During his visit, Bishop Hendriks visited Quinton’s grave and his family: “A special moment for me was the visit to the grave of the deceased deacon Quinton. I was accompanied by his Parish Priest, Fr. Louis Padua to the grave.  On that same day we had a meeting with the family of Quinton, and all of this made it clear to me that he is not forgotten, and that many times they make recourse to him to ask for his intercession and prayers to God in heaven.”

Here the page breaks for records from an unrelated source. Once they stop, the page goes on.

PR #18, opened 2020-02-17
Conditionally exclude tests that require the external 'zip' or 'gzip'

stephen-webb:
Exclude tests that require  'zip' or 'gzip' when the program 'zip' or 'gzip' is not available

### DIFF
--- a/src/cmake/FindAPR-Util.cmake
+++ b/src/cmake/FindAPR-Util.cmake
@@ -38,7 +38,7 @@ if(EXISTS ${APR_UTIL_CONFIG_EXECUTABLE})
 else()
     find_path(APR_UTIL_INCLUDE_DIR apu.h PATH_SUFFIXES apr-1)
     find_library(APR_UTIL_LIBRARIES NAMES libaprutil-1 aprutil-1)
-    find_path(APR_UTIL_DLL_DIR libaprutil-1.dll)
+    find_program(APR_UTIL_DLL libaprutil-1.dll)
 endif()
 
 find_package_handle_standard_args(apr-util DEFAULT_MSG
--- a/src/cmake/FindAPR.cmake
+++ b/src/cmake/FindAPR.cmake
@@ -37,7 +37,7 @@ if(EXISTS ${APR_CONFIG_EXECUTABLE})
 else()
     find_path(APR_INCLUDE_DIR apr.h PATH_SUFFIXES apr-1)
     find_library(APR_LIBRARIES NAMES libapr-1 apr-1)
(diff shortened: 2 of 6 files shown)


stephen-webb:
I have not been through all the tests that use sed in as much detail as
timebasedrollingtestcase. It takes quite a lot of time to understand what
each test is doing.
The two rolling test cases failed on Windows as gzip and zip are not
available. I spent today getting to an understanding of the problem. Still
not fully aware of why the non-empty output directory caused failures.

I will not be able to do more until next weeekend now.

ams-tschoening:
So what's the problem actually, are you not able to provide the necessary binaries for some reason or do you want to make tests more compatible with systems not having them by default?

Like already said, SED, ZIP and GZIP can easily be provided on Windows, so maybe the better approach is to document that those are needed if not already the case. You didn't care about Java not being available for [socketservertestcase](https://github.com/apache/logging-log4cxx/pull/14/files/d0c6cae2e4ede3cc6530f4b5ac8f80732a6b08fc..b971dd0bba2c548539aefb60ca6b1ff0e2bbf10e#diff-4360b6f15ada2e89dcba704aecb337f4) as well. These binaries are required by many tests and excluding each of those doesn't feel right.

I don't think we should do this and vote against merging this. Additionally, the SED-related exception should be removed as well if this doesn't get merged.

stephen-webb:
Tests fail on Windows at the moment. I believe that is not good enough for
release. People will not be confident using the release.
I am working to get all tests passing.

ams-tschoening:
I'm running all tests successfully already on Windows, so if that is the main problem, please create an issue with all the failures you run into and we solve them. I can tell you about which binaries are additionally required. That can afterwards be documented instead of excluding tests.

> C:\Program Files (x86)\UnxUtils\usr\local\wbin
https://sourceforge.net/projects/unxutils/

The problem with excluded tests additionally is that people think that things are working as expected, if in reality many tests might simply not have been run at all because of missing requirements.

ams-tschoening:
I've removed the SED-exceptions to be in-line with my former argument and am closing here for now as well. SED etc. are used with many different tests and providing those under Windows is easy, so we need better arguments to exclude tests than only that they are not available.

The one exception I'm currently unsure about is `Java_Development_FOUND`, because Java is a completely different ecosystem and stuff. But the goal should be to be able to run most other tests until bars really get too high, which I don't see with SED and Co. Instead that there are necessary and where to get them should be documented somewhere or one can simply tell people.

@stephen-webb, please create some distinct issue with the APR-problems you ran into so that we can discuss those independently.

Among the other experiences of the Church in South Africa, Bishop Hendriks was especially touched when he visited some families in mission of the Neocatechumenal Way. Since 2011, the mission of the Way in South Africa has been blessed with the coming of missionary families from overseas, that leave everything to go and announce the Good News. They do not receive a salary, nor “work” for the Church, but just come to live on the providence of God, testifying their faith among the people. “In the Netherlands as well we have families in mission“, said Bishop Hendriks, “and I know that the families are one of the most effective mean of evangelisation of the Way, because they reach out to the people through natural and more informal contacts, that help those who are far away to get closer to God. Here in South Africa once again I have been impressed by all they have given up, and how great is what they are offering to the Church and how the providence of God accompanies them“.

The missionary families of the Way are accompanied in evangelising teams by missionary priests. This is why John Paul II opened in 1984 a Diocesan Redemptoris Mater Missionary Seminary in Rome, to form priests that may accompany the missionary families in the New Evangelisation.

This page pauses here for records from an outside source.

PR #20, opened 2020-03-09
Windows build static library support

stephen-webb:


ams-tschoening:
If I reviewed correctly, there are multiple issues with this PR:

1. it seems to reintroduce excluding tests, which I already removed in the past. Providing the missing binaries on Windows is easy and as many tests should be executed as possible in general. I won't merge excluding tests without any further discussion on why exactly you want those tests to be excluded. The binaries not being available by default in itself is not enough.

Since 2012 the Archbishop Stephen Brislin has erected in the Diocese of Cape Town a Redemptoris Mater Seminary, the 95th  in the whole world. “Quinton had a great love for South Africa, but had accepted the will of God, that wanted him to become a priest in the Netherlands“, says Dino Furgione. “But God has listened to his prayers, and even through events that have been tragic and difficult to accept, God has now taken him with Himself, and now Quinton is truly fulfilling his desire of giving back to the Church of South Africa all the love of God he has experienced“.

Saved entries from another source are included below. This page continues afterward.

PR #21, opened 2020-03-10
Add support for building log4cxx as a statically linked library on Windows

stephen-webb:
Replacement for PR #20


ams-tschoening:
Any reason why `-DAPU_STATIC` and `-DAPR_STATIC` are not documented with something like `=off|on` , like `-DBUILD_SHARED_LIBS` is? Does this work differently or ...?

stephen-webb:
No, they work the same, except the Build shared is on by default. The =on
does no more than the existence of a definition.

stephen-webb:
Correction, =yes is equivalent to existence of a definition

ams-tschoening:
Then please add `=yes|no|on|off` as necessary/useful for `-D*_STATIC`, so that its in line with the other documented options. Afterwards I'm going to merge.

The birth of the Seminary is surely one of the greatest signs of his intercession for South Africa. “On the day that we visited Bishop Brislin, in August of 2012, and for the first time he told us of his resolution to erect a Redemptoris Mater Seminary, we went to the tomb of Quinton, to pray. This is why we also consider this Seminary as a fruit of his intercession. But he continues to intercede for all of the mission! For example, the next catechesis is beginning in Stellenbosch, on the 19th of August. Would you believe that the 19th of August is Quinton’s birthday?